Both regional and express services were operated with Silberling carriages, hauled by class 140 or 141 locomotives and occasionally by other classes, while long-distance services were hauled mainly by class 103, 110 and later 112 locomotives. The IC commuter trains in the late 1990s consisted of 2 to 3 carriages, hauled by a class 141 locomotive. As early as the mid-1970s, prior to the inauguration of the S-Bahn, trains were also operated by class 420 electric multiple units. After the conversion to S-Bahn operations, all S-Bahn services were operated with these trains. Class 420 sets are still used overwhelmingly on lines S 8 and S 9, while line S 1 has been operated since 2004 almost exclusively with class 423 multiple units. Line S 1 was thus one of the first lines to be operated by the new S-Bahn trains. These trains were put on the line so that commuters to Frankfurt could avoid extensive construction work on the autobahn to Frankfurt, using the most comfortable trains with the operator hoping to retain them as permanent customers.

After the founding of the Deutsche Bahn in 1994, the class 140 locomotives were withdrawn from freight traffic, so that they were increasingly replaced, initially by locomotives of class 110 and later by class 143, which are currently used almost exclusively for RE services on the line.

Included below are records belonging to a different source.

PR #4479, opened 2024-03-07
testing: simplify the process of configuring routers, brload for benchmarking

jiceatscion:
Summary of changes:

* Package the benchmark router configuration as an openwrt package.
* Add the global BFD config to the router config schema. Retire the corresponding env vars.
* Make brload open the host interfaces that it is configured with regardless of their names; as opposed to all interfaces named veth_\*_host
* No-longer pass MAC addresses on the brload command line (one still optional - used for CI). brload finds them.
* No-longer require static arp entries on the router's side. brload responds to ARP.


matzf:
This change is [Reviewable](https://reviewable.io/reviews/scionproto/scion/4479)

matzf (changes requested):
> Reviewed 8 of 20 files at r1, 5 of 7 files at r3, 2 of 14 files at r4.
> *[Reviewable](https://reviewable.io/reviews/scionproto/scion/4479)* status: 7 of 28 files reviewed, 2 unresolved discussions (waiting on @jiceatscion)

___
*[`acceptance/router_benchmark/test.py` line 348 at r6](https://reviewable.io/reviews/scionproto/scion/4479#-NtVaNu928y6zhzPOvY7:-NtVaNu928y6zhzPOvY8:b-95mc91) ([raw file](https://github.com/scionproto/scion/blob/6a23f19d0bc5a465767ed673940c09403a784c88/acceptance/router_benchmark/test.py#L348)):*
> ```Python
>         sudo("ip", "netns", "exec", ns,
>              "ip", "addr", "add", f"{req.ip}/{req.prefixLen}", "broadcast",
>              bcast_for_ip(req.ip, int(req.prefixLen)), "dev", brIntf)
> ```

Use `ipaddress` standard library instead: `ipaddress.ip_network(f"{req.ip}/{req.prefixLen}", strict=False).broadcast_address`
___
*[`doc/manuals/router.rst` line 185 at r4](https://reviewable.io/reviews/scionproto/scion/4479#-NtGc4ii5q6vRs6p251z:-NtGc4ii5q6vRs6p252-:b-qowgte) ([raw file](https://github.com/scionproto/scion/blob/655ecd86905957f412c1910b14b74755a467fe8c/doc/manuals/router.rst#L185)):*
> ```reStructuredText
> 
>    .. object:: bfd
>    
> ```

Whitespace: here trailing spaces. Below, there are some tabs that should be spaces instead.

jiceatscion (commented):
> *[Reviewable](https://reviewable.io/reviews/scionproto/scion/4479)* status: 7 of 28 files reviewed, 1 unresolved discussion (waiting on @matzf)

___
*[`acceptance/router_benchmark/test.py` line 348 at r6](https://reviewable.io/reviews/scionproto/scion/4479#-NtVaNu928y6zhzPOvY7:-NtVep9h8RTxDveWwmAe:bg0k5do) ([raw file](https://github.com/scionproto/scion/blob/6a23f19d0bc5a465767ed673940c09403a784c88/acceptance/router_benchmark/test.py#L348)):*

Use `ipaddress` standard library instead: `ipaddress.ip_network(f"{req.ip}/{req.prefixLen}", strict=False).broadcast_address`
</blockquote></details>

Gladly. Done
___
*[`doc/manuals/router.rst` line 185 at r4](https://reviewable.io/reviews/scionproto/scion/4479#-NtGc4ii5q6vRs6p251z:-NtVfw588dpZDKAV3jMd:b-7rl0kd) ([raw file](https://github.com/scionproto/scion/blob/655ecd86905957f412c1910b14b74755a467fe8c/doc/manuals/router.rst#L185)):*

Whitespace: here trailing spaces. Below, there are some tabs that should be spaces instead.
</blockquote></details>

done

matzf (commented):
> Reviewed 1 of 7 files at r3, 3 of 14 files at r4, 1 of 2 files at r5, 14 of 15 files at r6, 2 of 2 files at r7, all commit messages.
> *[Reviewable](https://reviewable.io/reviews/scionproto/scion/4479)* status: all files reviewed, 8 unresolved discussions (waiting on @jiceatscion)

___
*[`acceptance/router_benchmark/cases/topo.go` line 283 at r7](https://reviewable.io/reviews/scionproto/scion/4479#-NtocGcW4hjRVA1WcuDi:-NtocGcW4hjRVA1WcuDj:bded0uq) ([raw file](https://github.com/scionproto/scion/blob/3615cea24361da581e593c27266e5316fd6522ce/acceptance/router_benchmark/cases/topo.go#L283)):*
> ```Go
> 	}
> 	as4 := ip.As4()
> 	return net.HardwareAddr{0xf0, 0x0d, 0xca, 0xfe, as4[2], as4[3]}
> ```

I don't know if I'm confusing things now, I thought this was intentionally different from the addresses generated in the test script, to avoid they'd accidentally match.
As a quick test, I replaced this with a panic and the tests did not seem to require this code path. Perhaps panic-ing would be clearer here?
___
*[`doc/manuals/common.rst` line 299 at r7](https://reviewable.io/reviews/scionproto/scion/4479#-Ntou-8w4udU19QjdRMT:-Ntou-8w4udU19QjdRMU:b-2r2m1g) ([raw file](https://github.com/scionproto/scion/blob/3615cea24361da581e593c27266e5316fd6522ce/doc/manuals/common.rst#L299)):*
> ```reStructuredText
>             Disable BFD, unconditionally consider the connection alive.
> 
>             If true, takes precedence over :option:`router.bfd.disabled <router-conf-toml disabled>`.
> ```

Non-blocking: to make the prcedence behavior more useful, I think we could relatively easily keep track of whether the `disable` is overridden in the topology file, by changing the type of `private/topology/json.BFD.Disable` from `bool` to `*bool`. This is a rather clumsy tri-state, but the json parser handles this and it would mostly just work. 
We'd need to adapt the types in a few more places, and some of the logging statements become a bit awkward, as we need to negate a boolean pointer to log "bfd_enabled". 
Can also defer this to a separate PR though.
___
*[`router/connector.go` line 44 at r7](https://reviewable.io/reviews/scionproto/scion/4479#-NtoYXAC5QXqMuIOe2HB:-NtoYXAC5QXqMuIOe2HC:bqdldos) ([raw file](https://github.com/scionproto/scion/blob/3615cea24361da581e593c27266e5316fd6522ce/router/connector.go#L44)):*
> ```Go
> 	ReceiveBufferSize int
> 	SendBufferSize    int
> 	BfdConfig         control.BFD
> ```

Nit: `BFDConfig` (or just `BFD` as in LinkInfo?).
___
*[`router/connector.go` line 214 at r7](https://reviewable.io/reviews/scionproto/scion/4479#-NtosdmU2NbEd1getMwQ:-NtosdmU2NbEd1getMwR:b-fe4w1m) ([raw file](https://github.com/scionproto/scion/blob/3615cea24361da581e593c27266e5316fd6522ce/router/connector.go#L214)):*
> ```Go
> // setting prevails if it is true. (ie. bfd is disabled as soon as either the link or the global
> // setting says so).
> func (c *Connector) applyBFDdefaults(cfg control.BFD) control.BFD {
> ```

nit `applyBFDDefaults`.
___
*[`router/dataplane.go` line 242 at r7](https://reviewable.io/reviews/scionproto/scion/4479#-NtoqRi7EUiOebQBAeSi:-NtoqRi7EUiOebQBAeSj:b-owvh9e) ([raw file](https://github.com/scionproto/scion/blob/3615cea24361da581e593c27266e5316fd6522ce/router/dataplane.go#L242)):*
> ```Go
> 	err := d.addExternalInterfaceBFD(ifID, conn, src, dst, cfg)
> 	if err != nil {
> 		return serrors.WrapStr("adding external BFD", err, "if_id", ifID)
> ```

Nit: `ifID` 
___
*[`router/dataplane.go` line 250 at r7](https://reviewable.io/reviews/scionproto/scion/4479#-NtoqepmBSBJ-v0nEzm1:-NtoqepmBSBJ-v0nEzm2:bqye51o) ([raw file](https://github.com/scionproto/scion/blob/3615cea24361da581e593c27266e5316fd6522ce/router/dataplane.go#L250)):*
> ```Go
> 		d.interfaces = make(map[uint16]BatchConn)
> 	}
> 	if _, exists := d.external[ifID]; exists {
> ```

Shouldn't this be checked before calling `addExternalInterfaceBFD`?
___
*[`router/config/config.go` line 51 at r7](https://reviewable.io/reviews/scionproto/scion/4479#-NtoZgRb2CdI-MzG7_Ib:-NtoZgRb2CdI-MzG7_Ic:b-pc5vi2) ([raw file](https://github.com/scionproto/scion/blob/3615cea24361da581e593c27266e5316fd6522ce/router/config/config.go#L51)):*
> ```Go
> 	NumSlowPathProcessors int      `toml:"num_slow_processors,omitempty"`
> 	BatchSize             int      `toml:"batch_size,omitempty"`
> 	Bfd                   json.BFD `toml:"bfd,omitempty"`
> ```

Nit: BFD
___
*[`router/config/config.go` line 51 at r7](https://reviewable.io/reviews/scionproto/scion/4479#-Ntojw_bBVvgMX90XUbk:-Ntojw_bBVvgMX90XUbl:b-tuhze7) ([raw file](https://github.com/scionproto/scion/blob/3615cea24361da581e593c27266e5316fd6522ce/router/config/config.go#L51)):*
> ```Go
> 	NumSlowPathProcessors int      `toml:"num_slow_processors,omitempty"`
> 	BatchSize             int      `toml:"batch_size,omitempty"`
> 	Bfd                   json.BFD `toml:"bfd,omitempty"`
> ```

Using the `json.BFD` struct type does not work well here. The names of the fields are not defined for the toml reader, so that the fields have  "non-compliant" names like `desiredMinTxInterval`.
Best approach is probably to be define a separate struct here with `toml` tags. This also allows to add a separate `Validate`, `InitDefaults` and `Sample` implementation.

jiceatscion (commented):
> *[Reviewable](https://reviewable.io/reviews/scionproto/scion/4479)* status: all files reviewed, 2 unresolved discussions (waiting on @matzf)

___
*[`acceptance/router_benchmark/cases/topo.go` line 283 at r7](https://reviewable.io/reviews/scionproto/scion/4479#-NtocGcW4hjRVA1WcuDi:-NtzKXaf--sbp74BjO5K:b-q1v0wa) ([raw file](https://github.com/scionproto/scion/blob/3615cea24361da581e593c27266e5316fd6522ce/acceptance/router_benchmark/cases/topo.go#L283)):*

I don't know if I'm confusing things now, I thought this was intentionally different from the addresses generated in the test script, to avoid they'd accidentally match.
As a quick test, I replaced this with a panic and the tests did not seem to require this code path. Perhaps panic-ing would be clearer here?
</blockquote></details>

No, in the end this does not need to be different from what the test script uses. It is only used for fictional hosts, that is those that are not simulated by brload, nor executing the router (i.e. they only exist in the topology). It happens to not be needed by any test case, but I do not want to create an unnecessary restriction. How would I describe that? "This module provides information about hosts in the topology file, but only for br1a and its immediate neighbors?"

I have added a comment in the code to explain that.
___
*[`doc/manuals/common.rst` line 299 at r7](https://reviewable.io/reviews/scionproto/scion/4479#-Ntou-8w4udU19QjdRMT:-NtzdUFKCy2KNBdRXth0:buq9pgj) ([raw file](https://github.com/scionproto/scion/blob/3615cea24361da581e593c27266e5316fd6522ce/doc/manuals/common.rst#L299)):*

Non-blocking: to make the prcedence behavior more useful, I think we could relatively easily keep track of whether the `disable` is overridden in the topology file, by changing the type of `private/topology/json.BFD.Disable` from `bool` to `*bool`. This is a rather clumsy tri-state, but the json parser handles this and it would mostly just work. 
We'd need to adapt the types in a few more places, and some of the logging statements become a bit awkward, as we need to negate a boolean pointer to log "bfd_enabled". 
Can also defer this to a separate PR though.
</blockquote></details>

Nah, I did it since there was a lot of cleanup around that area to do anyway. I had completely overlooked the json/toml discrepancy. Sucks.
___
*[`router/connector.go` line 44 at r7](https://reviewable.io/reviews/scionproto/scion/4479#-NtoYXAC5QXqMuIOe2HB:-NtzdoU1A4L8IM7YJJ18:b-ffmzvk) ([raw file](https://github.com/scionproto/scion/blob/3615cea24361da581e593c27266e5316fd6522ce/router/connector.go#L44)):*

Nit: `BFDConfig` (or just `BFD` as in LinkInfo?).
</blockquote></details>

The latter. Done
___
*[`router/connector.go` line 214 at r7](https://reviewable.io/reviews/scionproto/scion/4479#-NtosdmU2NbEd1getMwQ:-Ntzfa-9-5EIIuyBlsPk:b-7rl0kd) ([raw file](https://github.com/scionproto/scion/blob/3615cea24361da581e593c27266e5316fd6522ce/router/connector.go#L214)):*

nit `applyBFDDefaults`.
</blockquote></details>

done
___
*[`router/dataplane.go` line 242 at r7](https://reviewable.io/reviews/scionproto/scion/4479#-NtoqRi7EUiOebQBAeSi:-Ntzfy-R3EwMnItBXN4e:b-9xqxhq) ([raw file](https://github.com/scionproto/scion/blob/3615cea24361da581e593c27266e5316fd6522ce/router/dataplane.go#L242)):*

Nit: `ifID`
</blockquote></details>

Won't do. This follows the existing practice in all of dataplane.go. ... unless you want me to change all log messages to use camel case for labels.
___
*[`router/dataplane.go` line 250 at r7](https://reviewable.io/reviews/scionproto/scion/4479#-NtoqepmBSBJ-v0nEzm1:-NtzgZM3DXYLRVzmL3Pk:b-gfx5t7) ([raw file](https://github.com/scionproto/scion/blob/3615cea24361da581e593c27266e5316fd6522ce/router/dataplane.go#L250)):*

Shouldn't this be checked before calling `addExternalInterfaceBFD`?
</blockquote></details>

I didn't change that. I just moved to *after* checking if d.external is nil :-) So, the check for d.external would need to move with it. The tests expect the check to be done here. It is considered an exceptional situation, not silent precaution. I think this is fine.
___
*[`router/config/config.go` line 51 at r7](https://reviewable.io/reviews/scionproto/scion/4479#-NtoZgRb2CdI-MzG7_Ib:-NtzhprkEp1IHWsJQ-LI:b-7rl0kd) ([raw file](https://github.com/scionproto/scion/blob/3615cea24361da581e593c27266e5316fd6522ce/router/config/config.go#L51)):*

Nit: BFD
</blockquote></details>

done
___
*[`router/config/config.go` line 51 at r7](https://reviewable.io/reviews/scionproto/scion/4479#-Ntojw_bBVvgMX90XUbk:-NtzhryA0t71gnRuvkwF:b-rh5rjx) ([raw file](https://github.com/scionproto/scion/blob/3615cea24361da581e593c27266e5316fd6522ce/router/config/config.go#L51)):*

Using the `json.BFD` struct type does not work well here. The names of the fields are not defined for the toml reader, so that the fields have  "non-compliant" names like `desiredMinTxInterval`.
Best approach is probably to be define a separate struct here with `toml` tags. This also allows to add a separate `Validate`, `InitDefaults` and `Sample` implementation.
</blockquote></details>

done
...sadly. What was the deal with non-compliant names? I don't see any difference.

matzf (changes requested):
> Reviewed 14 of 14 files at r8, all commit messages.
> *[Reviewable](https://reviewable.io/reviews/scionproto/scion/4479)* status: all files reviewed, 3 unresolved discussions (waiting on @jiceatscion)

___
*[`doc/manuals/common.rst` line 295 at r8](https://reviewable.io/reviews/scionproto/scion/4479#-Nu3EKMWExmdrrWvCbN6:-Nu3EKMWExmdrrWvCbN7:b-wn79rw) ([raw file](https://github.com/scionproto/scion/blob/7a152f7cdfad84d91f6e9e2e6436a5572bc7c2ab/doc/manuals/common.rst#L295)):*
> ```reStructuredText
>          :option:`<router-id> <topology-json <router-id>>`.
> 
>          .. option:: disable = <bool>, default :option:`router.bfd.disabled <router-conf-toml disabled>`
> ```

This is one of the places where RST/sphinx breaks down; the option "headline" here is not styled, unfortunately this is rendered verbatim. We need to keep the link in the body, below.
___
*[`router/dataplane.go` line 242 at r7](https://reviewable.io/reviews/scionproto/scion/4479#-NtoqRi7EUiOebQBAeSi:-Nu3HkHY5duJteEmorNR:b-k7fx64) ([raw file](https://github.com/scionproto/scion/blob/3615cea24361da581e593c27266e5316fd6522ce/router/dataplane.go#L242)):*

Won't do. This follows the existing practice in all of dataplane.go. ... unless you want me to change all log messages to use camel case for labels.
</blockquote></details>

You're right, sorry!
___
*[`router/dataplane_test.go` line 122 at r8](https://reviewable.io/reviews/scionproto/scion/4479#-Nu3KLBF8d8qQa5eeMsq:-Nu3KLBF8d8qQa5eeMsr:b-2yjqye) ([raw file](https://github.com/scionproto/scion/blob/7a152f7cdfad84d91f6e9e2e6436a5572bc7c2ab/router/dataplane_test.go#L122)):*
> ```Go
> 	}
> 	disable := true
> 	nobfd := control.BFD{Disable: &disable}
> ```

Maybe we could add something like this to `xtest/helpers.go`:
```go
func PointerTo[T any](v T) *T {
    return &v
}
```
___
*[`router/config/config.go` line 51 at r7](https://reviewable.io/reviews/scionproto/scion/4479#-Ntojw_bBVvgMX90XUbk:-Nu3LFvuEZ-TyacxxzqW:b-ky33wt) ([raw file](https://github.com/scionproto/scion/blob/3615cea24361da581e593c27266e5316fd6522ce/router/config/config.go#L51)):*
> What was the deal with non-compliant names? I don't see any difference.

Ah, I just meant to say that without the `toml` tags, the toml parser was looking for the wrong field names. All good now.

jiceatscion (commented):
> *[Reviewable](https://reviewable.io/reviews/scionproto/scion/4479)* status: all files reviewed, 1 unresolved discussion (waiting on @matzf)

___
*[`acceptance/router_benchmark/cases/topo.go` line 283 at r7](https://reviewable.io/reviews/scionproto/scion/4479#-NtocGcW4hjRVA1WcuDi:-Nu3R_xFD04tITIfODJ4:bkr28tp) ([raw file](https://github.com/scionproto/scion/blob/3615cea24361da581e593c27266e5316fd6522ce/acceptance/router_benchmark/cases/topo.go#L283)):*

No, in the end this does not need to be different from what the test script uses. It is only used for fictional hosts, that is those that are not simulated by brload, nor executing the router (i.e. they only exist in the topology). It happens to not be needed by any test case, but I do not want to create an unnecessary restriction. How would I describe that? "This module provides information about hosts in the topology file, but only for br1a and its immediate neighbors?"

I have added a comment in the code to explain that.
</blockquote></details>

...and I also reverted to 0xdeadbeef. Because it makes it more obvious which entity the address was assigned by. As we discussed.
___
*[`doc/manuals/common.rst` line 295 at r8](https://reviewable.io/reviews/scionproto/scion/4479#-Nu3EKMWExmdrrWvCbN6:-Nu3g2bU9rvuEVBqCU1R:b-896fix) ([raw file](https://github.com/scionproto/scion/blob/7a152f7cdfad84d91f6e9e2e6436a5572bc7c2ab/doc/manuals/common.rst#L295)):*

This is one of the places where RST/sphinx breaks down; the option "headline" here is not styled, unfortunately this is rendered verbatim. We need to keep the link in the body, below.
</blockquote></details>

Done.
___
*[`router/dataplane_test.go` line 122 at r8](https://reviewable.io/reviews/scionproto/scion/4479#-Nu3KLBF8d8qQa5eeMsq:-Nu3b1iu-YRoMZ0P_J0c:b47pla0) ([raw file](https://github.com/scionproto/scion/blob/7a152f7cdfad84d91f6e9e2e6436a5572bc7c2ab/router/dataplane_test.go#L122)):*

Maybe we could add something like this to `xtest/helpers.go`:
```go
func PointerTo[T any](v T) *T {
    return &v
}
```
</blockquote></details>

Done. Nice one.

matzf (changes requested):
> Reviewed 8 of 8 files at r9, all commit messages.
> *[Reviewable](https://reviewable.io/reviews/scionproto/scion/4479)* status: all files reviewed, 5 unresolved discussions (waiting on @jiceatscion)

___
*[`control/beacon/policy.go` line 24 at r9](https://reviewable.io/reviews/scionproto/scion/4479#-Nu49-JfDoEEqf_9_SVW:-Nu49-JfDoEEqf_9_SVX:brlhaf6) ([raw file](https://github.com/scionproto/scion/blob/1abedb9390e656c953e2ba224a5955d4d90266b4/control/beacon/policy.go#L24)):*
> ```Go
> 	"github.com/scionproto/scion/pkg/addr"
> 	"github.com/scionproto/scion/pkg/private/serrors"
> 	"github.com/scionproto/scion/pkg/private/xtest/ptr"
> ```

I think we should not use xtest/... packages in non-test code.
For now I would just revert the change in this file.
If there is ever a bigger use of this pattern, we can "promote" `pkg/private/xtest/ptr` to `pkg/private/ptr`.
___
*[`doc/manuals/common.rst` line 295 at r8](https://reviewable.io/reviews/scionproto/scion/4479#-Nu3EKMWExmdrrWvCbN6:-Nu4Alav6ilz62Yew1Rh:b19lsh7) ([raw file](https://github.com/scionproto/scion/blob/7a152f7cdfad84d91f6e9e2e6436a5572bc7c2ab/doc/manuals/common.rst#L295)):*

Done.
</blockquote></details>

There needs to be an empty line before `See :option: ...`. 
___
*[`doc/manuals/common.rst` line 295 at r9](https://reviewable.io/reviews/scionproto/scion/4479#-Nu4AySL7ThZ_HAOTvFw:-Nu4AySL7ThZ_HAOTvFx:undefined) ([raw file](https://github.com/scionproto/scion/blob/1abedb9390e656c953e2ba224a5955d4d90266b4/doc/manuals/common.rst#L295)):*
> ```reStructuredText
>          :option:`<router-id> <topology-json <router-id>>`.
> 
>          .. option:: disable = <bool>, default the router.bfd.disable.
> ```





_Suggestion:_
```reStructuredText
router.bfd.disable
```
___
*[`pkg/private/xtest/ptr/ptr.go` line 1 at r9](https://reviewable.io/reviews/scionproto/scion/4479#-Nu49HZo2CpONoSc3tGg:-Nu49HZo2CpONoSc3tGh:b-o9g1uh) ([raw file](https://github.com/scionproto/scion/blob/1abedb9390e656c953e2ba224a5955d4d90266b4/pkg/private/xtest/ptr/ptr.go#L1)):*
> ```Go
> package ptr
> ```

Missing license text.
___
*[`pkg/private/xtest/ptr/ptr.go` line 3 at r9](https://reviewable.io/reviews/scionproto/scion/4479#-Nu49Jqj1lMRWETcjpzc:-Nu49Jqk21jeYtEdqQ5-:bdszonx) ([raw file](https://github.com/scionproto/scion/blob/1abedb9390e656c953e2ba224a5955d4d90266b4/pkg/private/xtest/ptr/ptr.go#L3)):*
> ```Go
> package ptr
> 
> // PointerTo generates a pointer to a variable containing the given value.
> ```

Nit: To ...

jiceatscion (commented):
> *[Reviewable](https://reviewable.io/reviews/scionproto/scion/4479)* status: 28 of 38 files reviewed, 4 unresolved discussions (waiting on @matzf)

___
*[`control/beacon/policy.go` line 24 at r9](https://reviewable.io/reviews/scionproto/scion/4479#-Nu49-JfDoEEqf_9_SVW:-Nu4uS213VmEdPLvvyFs:b-2olo0s) ([raw file](https://github.com/scionproto/scion/blob/1abedb9390e656c953e2ba224a5955d4d90266b4/control/beacon/policy.go#L24)):*

I think we should not use xtest/... packages in non-test code.
For now I would just revert the change in this file.
If there is ever a bigger use of this pattern, we can "promote" `pkg/private/xtest/ptr` to `pkg/private/ptr`.
</blockquote></details>

Promoted ptr out of xtest. Just as easy.
___
*[`doc/manuals/common.rst` line 295 at r8](https://reviewable.io/reviews/scionproto/scion/4479#-Nu3EKMWExmdrrWvCbN6:-Nu4uHcE6yUa5mGTNKKl:bb7f2mf) ([raw file](https://github.com/scionproto/scion/blob/7a152f7cdfad84d91f6e9e2e6436a5572bc7c2ab/doc/manuals/common.rst#L295)):*

There needs to be an empty line before `See :option: ...`.
</blockquote></details>

done
___
*[`doc/manuals/common.rst` line 295 at r9](https://reviewable.io/reviews/scionproto/scion/4479#-Nu4AySL7ThZ_HAOTvFw:-Nu4u_m_0jkhFxL-vklg:b-7rl0kd) ([raw file](https://github.com/scionproto/scion/blob/1abedb9390e656c953e2ba224a5955d4d90266b4/doc/manuals/common.rst#L295)):*
> ```reStructuredText
>          :option:`<router-id> <topology-json <router-id>>`.
> 
>          .. option:: disable = <bool>, default the router.bfd.disable.
> ```

done
___
*[`pkg/private/xtest/ptr/ptr.go` line 1 at r9](https://reviewable.io/reviews/scionproto/scion/4479#-Nu49HZo2CpONoSc3tGg:-Nu4tocKA5e-LFchQUaF:b-896fjx) ([raw file](https://github.com/scionproto/scion/blob/1abedb9390e656c953e2ba224a5955d4d90266b4/pkg/private/xtest/ptr/ptr.go#L1)):*

Missing license text.
</blockquote></details>

Done
___
*[`pkg/private/xtest/ptr/ptr.go` line 3 at r9](https://reviewable.io/reviews/scionproto/scion/4479#-Nu49Jqj1lMRWETcjpzc:-Nu4tnfG6yF24BX_vbEV:b-896fjx) ([raw file](https://github.com/scionproto/scion/blob/1abedb9390e656c953e2ba224a5955d4d90266b4/pkg/private/xtest/ptr/ptr.go#L3)):*

Nit: To ...
</blockquote></details>

Done

matzf (approved):
> Reviewed 10 of 10 files at r10, all commit messages.
> *[Reviewable](https://reviewable.io/reviews/scionproto/scion/4479)* status: <span>:shipit:</span> complete! all files reviewed, all discussions resolved (waiting on @jiceatscion)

Since the timetable change in December 2010, Regionalbahn services (now ) have been operated on the route of the Taunus Railway and the Right Rhine Railway by the Frankfurt-based company, VIAS. 19 Stadler FLIRT low-floor trains are used on this line. These replaced the Regional-Express services operated by Deutsche Bahn, so that between Koblenz and Wiesbaden, all stops are served hourly. At peak times services between Frankfurt and Wiesbaden are operated every half hour.